-- Source material follows --

PR #2354, opened 2018-08-12
Create adlist file while running unattended setup

realtebo:
Signed-off-by: Realtebo <mirkotebaldi@yahoo.it>

---
The goal of this PR is to autocreate the standard file with adlists when using `--unattended` flag. 
Actually, If you do an unattended setup, there is no options to create this file.
The result is that at first run there is a php error in the settings page because the admin gui cannot open the adlist's file.

I created a new function in the setup code that is executed only when doing an unattended setup. Also, to avoid duplication of code, I created a simple helpers function accepting the 'name' of the list as first argument and adding the relative url the list address to the list files; do not fails if a unknow list name is passed.
I also avoided to override the lists file if it is already present.

Update unattended setup doc, if present, to explain that, if not exists, a default list file will be automatically created

### DIFF
--- a/automated install/basic-install.sh
+++ b/automated install/basic-install.sh
@@ -1087,17 +1087,40 @@ chooseBlocklists() {
     # For each choice available,
     for choice in ${choices}
     do
-        # Set the values to true
-        case ${choice} in
-            StevenBlack  )  echo "https://raw.githubusercontent.com/StevenBlack/hosts/master/hosts" >> "${adlistFile}";;
-            MalwareDom   )  echo "https://mirror1.malwaredomains.com/files/justdomains" >> "${adlistFile}";;
-            Cameleon     )  echo "http://sysctl.org/cameleon/hosts" >> "${adlistFile}";;
-            ZeusTracker  )  echo "https://zeustracker.abuse.ch/blocklist.php?download=domainblocklist" >> "${adlistFile}";;
-            DisconTrack  )  echo "https://s3.amazonaws.com/lists.disconnect.me/simple_tracking.txt" >> "${adlistFile}";;
-            DisconAd     )  echo "https://s3.amazonaws.com/lists.disconnect.me/simple_ad.txt" >> "${adlistFile}";;
-            HostsFile    )  echo "https://hosts-file.net/ad_servers.txt" >> "${adlistFile}";;
-        esac
+        appendToListsFile choice
     done
+}
+
+# Accept a string parameter, it must be one of the default lists
+# This function allow to not duplicate code in chooseBlocklists and 
+# in installDefaultBlocklists
+appendToListsFile() {
+    case $1 in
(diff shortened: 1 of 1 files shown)


automated install/basic-install.sh
```diff
@@ -1087,19 +1087,42 @@ chooseBlocklists() {
...
+        DisconTrack  )  echo "https://s3.amazonaws.com/lists.disconnect.me/simple_tracking.txt" >> "${adlistFile}";;
+        DisconAd     )  echo "https://s3.amazonaws.com/lists.disconnect.me/simple_ad.txt" >> "${adlistFile}";;
+        HostsFile    )  echo "https://hosts-file.net/ad_servers.txt" >> "${adlistFile}";;
+    esac
+}
+
+# Used only in unattended setup
+# If there is already the adListFile, we keep it, else we create it using all default lists
+installDefaultBlocklists() {
+    # In unattended setup, could be usefull to use userdefined blocklist.
```
Mcat12: "usefull" only has one "l"

automated install/basic-install.sh
```diff
@@ -1087,19 +1087,42 @@ chooseBlocklists() {
...
+    # If this file exists, we avoid to override it.
```
Mcat12: > we avoid to override it.

Change to "we avoid overriding it."

realtebo: Updated as requested

automated install/basic-install.sh
realtebo: Updated as requested

automated install/basic-install.sh
```diff
@@ -1087,19 +1087,42 @@ chooseBlocklists() {
...
-        case ${choice} in
-            StevenBlack  )  echo "https://raw.githubusercontent.com/StevenBlack/hosts/master/hosts" >> "${adlistFile}";;
-            MalwareDom   )  echo "https://mirror1.malwaredomains.com/files/justdomains" >> "${adlistFile}";;
-            Cameleon     )  echo "http://sysctl.org/cameleon/hosts" >> "${adlistFile}";;
-            ZeusTracker  )  echo "https://zeustracker.abuse.ch/blocklist.php?download=domainblocklist" >> "${adlistFile}";;
-            DisconTrack  )  echo "https://s3.amazonaws.com/lists.disconnect.me/simple_tracking.txt" >> "${adlistFile}";;
-            DisconAd     )  echo "https://s3.amazonaws.com/lists.disconnect.me/simple_ad.txt" >> "${adlistFile}";;
-            HostsFile    )  echo "https://hosts-file.net/ad_servers.txt" >> "${adlistFile}";;
-        esac
+        appendToListsFile choice
```
DL6ER: This PR introduces a bug. Instead of the array `${choice}`, the string `"choice"` is being passed to `appendToListsFile()` resulting in no file to be generated at all.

-- Source material concluded --

**To do:** The word "using" may occur in lines of the records. Report how many such lines there are, giving only the number.

**Response:** 2